Please set down, unchanged, the line containing "- Cygwin gcc" and all the lines that follow it until the data below ends.

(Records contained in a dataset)

+ + +

PR #1742, opened 2023-12-20
Use StatusCode in httplib code

bugdea1er:
@yhirose Replaced number status codes with enum constants. Also had to move `enum StatusCode` up.

Question: I've come across number in comparisons like this:
```cpp
if (300 < res.status && res.status < 400) ...
```

Should I replace these numbers with constants here too?

### DIFF
--- a/httplib.h
+++ b/httplib.h
@@ -353,6 +353,81 @@ private:
 
 } // namespace detail
 
+enum StatusCode {
+  // Information responses
+  Continue_100 = 100,
+  SwitchingProtocol_101 = 101,
+  Processing_102 = 102,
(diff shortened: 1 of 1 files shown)


yhirose:
@bugdea1er good questions. 🤔

In such a situation, it's confusing to me if 300 is replaced with MultipleChoices_300. Could you leave them as they are for now?

bugdea1er:
@yhirose I thought you wouldn't like it, so I didn't replace them

The pr is ready

yhirose:
@bugdea1er thanks again for your fine contribution!

PR #1744, opened 2023-12-22
add missing #include for strcasecmp

divinity76:
Posix specifications say you need strings.h to use strcasecmp

- it happens to work on most Linux systems without it, but that's basically just a compiler include bug (i think?)
- Cygwin gcc actually requires strings.h, compiling on Cygwin is how I noticed strings.h was missing


yhirose:
@divinity76 thanks for the report. I resolved this issue with removing the 'strcasecmp' dependency.

PR #1750, opened 2023-12-30
Fixes Windows std::max macro problem

TheOnlyJoey:
Prevents the need for NOMINMAX macro on Windows compilation.


yhirose:
@TheOnlyJoey thank you for your contribution!

PR #1754, opened 2024-01-04
Minor cmake fix & cleanup

sum01:
Most of this is just formatting that changes nothing but comments and rearranges some things.

The only important fix is b5941d40b04d5f57374525ffaa57ec2b1f2a6a9e as it prevents it from accidentally using a dependency when the user didn't set that option to ON but did use it in their own project.


yhirose:
@sum01, Thanks always!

+ + +

§ PROBLEM SOLUTION:
- Cygwin gcc actually requires strings.h, compiling on Cygwin is how I noticed strings.h was missing


yhirose:
@divinity76 thanks for the report. I resolved this issue with removing the 'strcasecmp' dependency.

PR #1750, opened 2023-12-30
Fixes Windows std::max macro problem

TheOnlyJoey:
Prevents the need for NOMINMAX macro on Windows compilation.


yhirose:
@TheOnlyJoey thank you for your contribution!

PR #1754, opened 2024-01-04
Minor cmake fix & cleanup

sum01:
Most of this is just formatting that changes nothing but comments and rearranges some things.

The only important fix is b5941d40b04d5f57374525ffaa57ec2b1f2a6a9e as it prevents it from accidentally using a dependency when the user didn't set that option to ON but did use it in their own project.


yhirose:
@sum01, Thanks always!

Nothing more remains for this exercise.